PR #658, opened 2016-05-06
Fix race condition on OffsetManager shutdown

### LINKED ISSUE #656: OffsetManager.Close() race condition

eapache:
If `updateCommitted` ran between the `Unlock` call and the read from `clean`
then we might miss the transition message and hang. Instead, use a condition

● TASK TO CARRY OUT
Taking the listing above line by line, say how many lines include the string "race", and give only that number.

● RESULT FOR THIS EXERCISE
2